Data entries

PR #505, opened 2026-08-17
Fix QMoE scale precision: scales silently forced entire MoE FFN onto CPU EP

titaiwangms:
## Bug

When exporting a hybrid MoE model (e.g. `Qwen/Qwen3.6-35B-A3B`) via the native QMoE-emission path in `MoELayer` (`_moe.py`) at a non-float32 precision (e.g. `fp16` for CUDA), the `fc1_scales`/`fc2_scales` parameters were pinned with `_keep_float32 = True`, which `_cast_module_dtype()` (`_builder.py`) honors by skipping them during the FLOAT->target-dtype cast pass. Every other parameter (weights, activations) was correctly cast to FLOAT16, but the scales stayed FLOAT32.

ONNX Runtime's `com.microsoft::QMoE` kernel (`quant_type="int"`) requires its `T2` type constraint (used by `fc1_scales`/`fc2_scales`) to be **exactly equal to `T`** (the activation dtype) — confirmed by reading `onnxruntime/contrib_ops/{cuda,cpu}/moe/moe_quantization*.{cc,h}`. There is no registered kernel variant for `T2=FLOAT32` while `T=FLOAT16`.

Because of this mismatch, ONNX Runtime silently fails to find *any* matching QMoE kernel — on **either** CPU or CUDA EP — and falls back to placing every QMoE node on `CPUExecutionProvider`, inserting `InsertedPrecisionFreeCast_*` bridging nodes. Since QMoE is the entire MoE FFN compute (the dominant cost for a large MoE model), this silently forced 100% of the MoE compute onto CPU even when the workflow explicitly targeted CUDA — and also broke `enable_cuda_graph` in ONNX Runtime GenAI, since not all decoder nodes were assigned to the same EP.

## Fix

- `_moe.py`: stop pinning `fc1_scales`/`fc2_scales` to FLOAT32; let them be downcast to the model's target export precision (FP16/BF16) like every other float parameter.
- `_qmoe_fusion.py` (the separate "dense-fallback -> QMoE" rewrite rule): had the same class of bug — scales and router logits were hardcoded to FLOAT/FLOAT32 regardless of the model's activation dtype. Fixed to use the activation dtype instead.
- Updated `_moe_test.py` and `_qmoe_fusion_test.py` to reflect the corrected (dtype-matching) behavior, and added explicit FP32/FP16/BF16 coverage in `_qmoe_fusion_test.py`.

## Validation

- `python -m pytest src/mobius/components/_moe_test.py src/mobius/rewrite_rules/_qmoe_fusion_test.py -v` — 39 passed.
- `ruff` — passed.
- Real-model validation: re-ran the Olive `Rtn(moe=true)` + `MobiusBuilder(precision=fp16, CUDA EP)` export against `Qwen/Qwen3.6-35B-A3B`. All 430 QMoE scale initializers in the exported graph are now FLOAT16 (previously FLOAT32).
- Loaded the re-exported model with `onnxruntime` (verbose session logging): **zero** "CUDA kernel not found in registries" messages for QMoE, and all 40 QMoE nodes are now correctly assigned to `CUDAExecutionProvider` (previously all 40 fell back to CPU).
- `onnxruntime_genai.Model(...)` now loads successfully with `enable_cuda_graph=1` in `genai_config.json`, with no manual workaround needed (previously required manually stripping `enable_cuda_graph` from the generated config).

Related: builds on top of the export fixes merged in #495.

### DIFF
--- a/src/mobius/components/_moe.py
+++ b/src/mobius/components/_moe.py
@@ -371,7 +371,6 @@ class MoELayer(nn.Module):
             dtype=ir.DataType.UINT8,
         )
         self.fc1_scales = nn.Parameter([self.num_experts, fc1_out, hidden_size // block_size])
-        self.fc1_scales._keep_float32 = True
         self.fc2_experts_weights = nn.Parameter(
             [self.num_experts, hidden_size, intermediate_size * bits // 8],
             dtype=ir.DataType.UINT8,
@@ -379,7 +378,6 @@ class MoELayer(nn.Module):
         self.fc2_scales = nn.Parameter(
             [self.num_experts, hidden_size, intermediate_size // block_size]
         )
-        self.fc2_scales._keep_float32 = True
         if quantization.sym:
             self.fc1_experts_zero_points = None
             self.fc2_experts_zero_points = None
--- a/src/mobius/components/_moe_test.py
+++ b/src/mobius/components/_moe_test.py
@@ -244,8 +244,8 @@ class TestMoELayer:
 
         _cast_module_dtype(layer, ir.DataType.FLOAT16)
         assert layer.gate.weight.dtype == ir.DataType.FLOAT16
-        assert layer.fc1_scales.dtype == ir.DataType.FLOAT
-        assert layer.fc2_scales.dtype == ir.DataType.FLOAT
+        assert layer.fc1_scales.dtype == ir.DataType.FLOAT16
+        assert layer.fc2_scales.dtype == ir.DataType.FLOAT16
 
     def test_expert_major_packing_matches_static_64_expert_top6_reference(self):
         """Packed QMoE math matches the existing loop-over-experts semantics."""
--- a/src/mobius/rewrite_rules/_group_query_attention_test.py
+++ b/src/mobius/rewrite_rules/_group_query_attention_test.py
@@ -327,12 +327,14 @@ class TestGroupQueryAttentionRules:
             # computed in FLOAT32 for routing-score numerical stability.
             assert node.inputs[1] is not None
             assert node.inputs[1].dtype == ir.DataType.FLOAT16
-            # fc1_scales/fc2_scales (indices 3, 6) are quantization scale
-            # tensors, independent of the hidden_states/router dtype.
+            # fc1_scales/fc2_scales (indices 3, 6) must match the
+            # hidden_states/activation dtype (FLOAT16 here): QMoE's kernel
+            # registration requires T2 (scales) to exactly equal T
+            # (activation), so scales are no longer pinned to FLOAT32.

Task item » Retype all the data. Nothing may be left out or altered.

Response area »
PR #505, opened 2026-08-17
Fix QMoE scale precision: scales silently forced entire MoE FFN onto CPU EP

titaiwangms:
## Bug

When exporting a hybrid MoE model (e.g. `Qwen/Qwen3.6-35B-A3B`) via the native QMoE-emission path in `MoELayer` (`_moe.py`) at a non-float32 precision (e.g. `fp16` for CUDA), the `fc1_scales`/`fc2_scales` parameters were pinned with `_keep_float32 = True`, which `_cast_module_dtype()` (`_builder.py`) honors by skipping them during the FLOAT->target-dtype cast pass. Every other parameter (weights, activations) was correctly cast to FLOAT16, but the scales stayed FLOAT32.

ONNX Runtime's `com.microsoft::QMoE` kernel (`quant_type="int"`) requires its `T2` type constraint (used by `fc1_scales`/`fc2_scales`) to be **exactly equal to `T`** (the activation dtype) — confirmed by reading `onnxruntime/contrib_ops/{cuda,cpu}/moe/moe_quantization*.{cc,h}`. There is no registered kernel variant for `T2=FLOAT32` while `T=FLOAT16`.

Because of this mismatch, ONNX Runtime silently fails to find *any* matching QMoE kernel — on **either** CPU or CUDA EP — and falls back to placing every QMoE node on `CPUExecutionProvider`, inserting `InsertedPrecisionFreeCast_*` bridging nodes. Since QMoE is the entire MoE FFN compute (the dominant cost for a large MoE model), this silently forced 100% of the MoE compute onto CPU even when the workflow explicitly targeted CUDA — and also broke `enable_cuda_graph` in ONNX Runtime GenAI, since not all decoder nodes were assigned to the same EP.

## Fix

- `_moe.py`: stop pinning `fc1_scales`/`fc2_scales` to FLOAT32; let them be downcast to the model's target export precision (FP16/BF16) like every other float parameter.
- `_qmoe_fusion.py` (the separate "dense-fallback -> QMoE" rewrite rule): had the same class of bug — scales and router logits were hardcoded to FLOAT/FLOAT32 regardless of the model's activation dtype. Fixed to use the activation dtype instead.
- Updated `_moe_test.py` and `_qmoe_fusion_test.py` to reflect the corrected (dtype-matching) behavior, and added explicit FP32/FP16/BF16 coverage in `_qmoe_fusion_test.py`.

## Validation

- `python -m pytest src/mobius/components/_moe_test.py src/mobius/rewrite_rules/_qmoe_fusion_test.py -v` — 39 passed.
- `ruff` — passed.
- Real-model validation: re-ran the Olive `Rtn(moe=true)` + `MobiusBuilder(precision=fp16, CUDA EP)` export against `Qwen/Qwen3.6-35B-A3B`. All 430 QMoE scale initializers in the exported graph are now FLOAT16 (previously FLOAT32).
- Loaded the re-exported model with `onnxruntime` (verbose session logging): **zero** "CUDA kernel not found in registries" messages for QMoE, and all 40 QMoE nodes are now correctly assigned to `CUDAExecutionProvider` (previously all 40 fell back to CPU).
- `onnxruntime_genai.Model(...)` now loads successfully with `enable_cuda_graph=1` in `genai_config.json`, with no manual workaround needed (previously required manually stripping `enable_cuda_graph` from the generated config).

Related: builds on top of the export fixes merged in #495.

### DIFF
--- a/src/mobius/components/_moe.py
+++ b/src/mobius/components/_moe.py
@@ -371,7 +371,6 @@ class MoELayer(nn.Module):
             dtype=ir.DataType.UINT8,
         )
         self.fc1_scales = nn.Parameter([self.num_experts, fc1_out, hidden_size // block_size])
-        self.fc1_scales._keep_float32 = True
         self.fc2_experts_weights = nn.Parameter(
             [self.num_experts, hidden_size, intermediate_size * bits // 8],
             dtype=ir.DataType.UINT8,
@@ -379,7 +378,6 @@ class MoELayer(nn.Module):
         self.fc2_scales = nn.Parameter(
             [self.num_experts, hidden_size, intermediate_size // block_size]
         )
-        self.fc2_scales._keep_float32 = True
         if quantization.sym:
             self.fc1_experts_zero_points = None
             self.fc2_experts_zero_points = None
--- a/src/mobius/components/_moe_test.py
+++ b/src/mobius/components/_moe_test.py
@@ -244,8 +244,8 @@ class TestMoELayer:
 
         _cast_module_dtype(layer, ir.DataType.FLOAT16)
         assert layer.gate.weight.dtype == ir.DataType.FLOAT16
-        assert layer.fc1_scales.dtype == ir.DataType.FLOAT
-        assert layer.fc2_scales.dtype == ir.DataType.FLOAT
+        assert layer.fc1_scales.dtype == ir.DataType.FLOAT16
+        assert layer.fc2_scales.dtype == ir.DataType.FLOAT16
 
     def test_expert_major_packing_matches_static_64_expert_top6_reference(self):
         """Packed QMoE math matches the existing loop-over-experts semantics."""
--- a/src/mobius/rewrite_rules/_group_query_attention_test.py
+++ b/src/mobius/rewrite_rules/_group_query_attention_test.py
@@ -327,12 +327,14 @@ class TestGroupQueryAttentionRules:
             # computed in FLOAT32 for routing-score numerical stability.
             assert node.inputs[1] is not None
             assert node.inputs[1].dtype == ir.DataType.FLOAT16
-            # fc1_scales/fc2_scales (indices 3, 6) are quantization scale
-            # tensors, independent of the hidden_states/router dtype.
+            # fc1_scales/fc2_scales (indices 3, 6) must match the
+            # hidden_states/activation dtype (FLOAT16 here): QMoE's kernel
+            # registration requires T2 (scales) to exactly equal T
+            # (activation), so scales are no longer pinned to FLOAT32.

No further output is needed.